Mom called last night asking if I would bring wine. I declined. She said she'd bought herself a bottle and had run out. How she got by all her supervision and got that done is beyond me. I checked her bank account on line and detected no activity, but she could have written a check that did not go through yet.
In the world of "old memory" my mother is a capable woman who loves a glass of wine when she gets home. She does not fall down, spill, or stumble. I know that when I am old and demented I will demand that the young folks trot along and make me a vodka martini, rocks, three garlic stuffed olives, a little dirty. I am learning not to expect new learning to "stick."

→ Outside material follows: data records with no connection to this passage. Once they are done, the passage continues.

PR #216, opened 2017-03-20
Add dasherized-test-name-generator-option RFC

GabrielCW:
See emberjs/ember.js#14915


0000-dasherized-test-name-generator-option.md
```diff
@@ -0,0 +1,92 @@
...
+(1) Add an option to the test generating commands to allow for the test name to be dasherized instead of being humanized (as it is [at the moment](https://github.com/ember-cli/ember-cli-test-info/blob/master/index.js#L27)), for instance `--dasherize`
+
+OR
+
+(2) Dasherize the test name by default and provide an option to humanize it, to get today's output, for instance `--humanize`
+
+Test name examples for `some-multi-word-service-test.js` :
+
+* With `--dasherize`: `Unit | Service | some-multi-word-service`
+* With `--humanize` (default today): `Unit | Service | some multi word service`
```
Turbo87: IMHO this RFC should just set the new default to `dasherize`, but without adding any new options that would increase the complexity

GabrielCW: Best case scenario for me ;)

cibernox:
I also agree that humanized names make no sense. I'm all in to change it.

rwjblue:
Heh, I actually think we should remove the description completely...

rwjblue:
But if we can't do that, we should use dasherized version.

0000-dasherized-test-name-generator-option.md
rwjblue: Agreed, this RFC should only be about changing the defaults.  I am generally 👎 on adding new options...

GabrielCW:
According to your feedback, I updated the RFC by removing the options.

The fix is also simpler, although I don't know the uses of `ember-cli-test-info` well enough to know if the `humanize()` function is called elsewhere, as it is public.

Turbo87:
> Heh, I actually think we should remove the description completely... But if we can't do that, we should use dasherized version.

@rwjblue if we pull in https://github.com/emberjs/ember-qunit/pull/258 then removing the test description is not an option

can we do anything to move this forward? I'm constantly being trolled by this when trying to test only single components...

rwjblue:
> @rwjblue if we pull in emberjs/ember-qunit#258 then removing the test description is not an option

I think you misunderstand me, I am saying we do not need **both** a _name_ **and** a _description_.  We should only have one, and actually it matches better with https://github.com/emberjs/ember-qunit/pull/258!!

Turbo87:
@rwjblue indeed, I still don't understand what you mean. what are your definitions of "name" and "description"?

rwjblue:
@GabrielCW - Thank you very much for taking the time to write up this RFC!  

I think it's very clearly correct, and in our opinion points out some pretty bad developer ergonomics in the current default generation system. It has been the policy for quite some time in Ember-land to consider bad developer ergonomics to be bugs.  

I am going to close this RFC as unneeded and advocate for landing the changes proposed in this RFC as a straight up bug fix.

Thank you again for helping push this forward!

PR #220, opened 2017-04-10
Introduce external redirects

kvas-damian:
[Rendered](https://github.com/Wikia/rfcs/blob/rfc-external-redirects/text/0000-external-redirects.md)

### DIFF
--- a/text/0000-external-redirects.md
+++ b/text/0000-external-redirects.md
@@ -60,8 +60,8 @@ Extending functionality of existing `transitionTo()` and `replaceWith()` methods
 developers from making a bug using an url which isn't handled by th application.
 Although it still can be a valid approach as Guides suggest using `routeName` 
 instead of URL.
-1. Add `allowExternal` flag as a new parameter in both methods. This solution breaks
-backwards compatibility - `transitionTo()` method accepts multiple model objects.
+1. Add `allowExternal` flag in `options` parameter for existing `transitionTo()` 
+and `replaceWith()` methods. 
 
 # Unresolved questions
 
--- a/text/0000-external-redirects.md
+++ b/text/0000-external-redirects.md
@@ -9,10 +9,10 @@ by current Ember application.
 
 # Motivation
 
-It's pretty common that Ember application is connected with another service 
-or module that can't be easily integrated into Ember application. For a basic 
-use-case we can bring an Ember application with an external login page. User 
-should be redirected to that page when he enters a page with restricted access.
+Our use-case is an Ember application is connected with another service 
+or module that can't be easily integrated into Ember application. Basic example 
+use-case is an Ember application with an external login page. User should be 
+redirected to that page when he enters a page with restricted access.
 There can be other applications using the same login page so integrating it into 
 Ember app can be complex. We cannot use `this.trasitionTo()` as it 
 asserts if `routeName` is handled by Ember application: `The route ${targetRouteName} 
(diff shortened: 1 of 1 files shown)


joukevandermaas:
I wonder what is the reason why this has to live on the route instead of as a separate package? Example:

```js
import { externalTransitionTo } from 'ember-external-transition';

externalTransitionTo('someplace');
```

kvas-damian:
@joukevandermaas Currently routes are responsible for redirecting to another route. Extracting `externalTransitionTo` to a separate package makes it less intuitive to find.

Can you share your reasons why we shouldn't put it in the Route?

joukevandermaas:
@kvas-damian I don't necessarily have strong feelings one way or the other, but it is an alternative. Since the entirety of FastBoot is a package (the RFC mentions FastBoot as one of the main reasons for the necessity of this new API), it might make sense to keep this separate also.

kvas-damian:
@joukevandermaas In our use-case FastBoot isn't the only consumer of this API. Our application requires this method on frontend as well. 

I'm also ok with implementing it as separate package when we agree that it's better way.

courajs:
I don't really think reducing your six-line snippet down to one line justifies adding new core API, and making it harder to teach how routing works in Ember. This is an issue that pretty much _only_ will come up when doing FastBoot/server rendering, as otherwise the browser API works perfectly well.
I'm sure some people would appreciate if a wrapper around the two approaches was published as an addon.

cibernox:
I also see this as a 5 lines utility rather than something to be added to the code. In the frontend, `window.location = 'https://new-location.com'` is enough. 

Only in fastboot it's a bit trickier, so could be a method in the fastboot service tho.

courajs:
This also conflicts to some extent with the external transitions of engines: http://ember-engines.com/guide/linking-and-external-links

les2:
at work we created a service called `navigation` for routing to external applications.

we define the external routes in config and use an api similar to `transitionTo`.

before engines was a thing, we developed a`{{link-to-external` helper for usage in templates. haven't changed the name yet ...

this architecture made it very easy to test by mocking out the navigation service, preventing tests from navigating the test runner to external sites, verify in tests that external links are functioning properly. it also neatly defined the external routes in one place.

i wish ember came with all that. :)

the point of all that was to say that 1) i think this api proposal would be useful, 2) i think the use cases could be taken a little further, e g., allow configuring a "map' for external urls when possible, 3) should be possible to implement in an add-on without modifying ember core.

the alternative of having if statements all over the place that bifurcate code base on fastboot availability is in my view just horrible. :sadpanda:

locks:
@kvas-damian thank you for your proposal, it's always interesting to hear about pain points in the practice of developing Ember applications.
Like some of the commenters, I also want to suggest that you create an addon to solve this use case, and then share it with the community. This is usually the recommended that for several reasons:
- It enables you to explore the problem space and validate the approach
- It strengthens the proposal by virtue of being able to say "install this addon to try it"
- You can argue for including the addon in the default blueprint, instead of adding to Ember's API

In this case, I believe that between the [new router service](https://github.com/emberjs/ember.js/blob/master/features.json#L8) and FastBoot that you have adequate APIs to implement this via addon.

mehulkar:
@villander didn't you just do some work on linking to ember engines? Would you mind linking that here (if i remember correctly)

buschtoens:
- https://github.com/buschtoens/ember-link/issues/290: external links
- [`ember-engines-router-service`](https://www.npmjs.com/package/ember-engines-router-service) based on https://github.com/ember-engines/ember-engines/issues/587: bringing the `RouterService` to engines
- https://github.com/ember-engines/ember-engines/issues/691: merging internal and external route namespaces in engines

villander:
@mehulkar we have also [Linking Between Engines RFC](https://github.com/emberjs/rfcs/pull/122/files) that based our external API for external routes.

Everything mentioned by @buschtoens follows this RFC and current API already implemented in Ember Engines addon.

wagenet:
I'm going to agree with @locks's suggestion and, since this has been relatively inactive, go ahead close this. If someone still wants to advocate this, let me know and I'll see that it gets a more comprehensive review.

Diana was writing about her mother, who wants a DNR note in her file the majority of the time and occasionally wants to be revived. My mother planned suicide for a while, I think. She never intended to let her Alzheirmer's Disease go this far. But each new day brought something else she wanted to do, and her sense of time diminished, as did her appreciation of her own decline.
Mom wants to be revived if something happens to her. The other day she announced that she plans to live to be 102.
My mother wants to sit in a sunny room, with the New York Times, sipping wine, with one of her cats on her lap. She would like to go to Kansas and see her friends. She'd like to go to England with us, next time we go, and see those daffodils.
Optimism and dementia go hand in hand.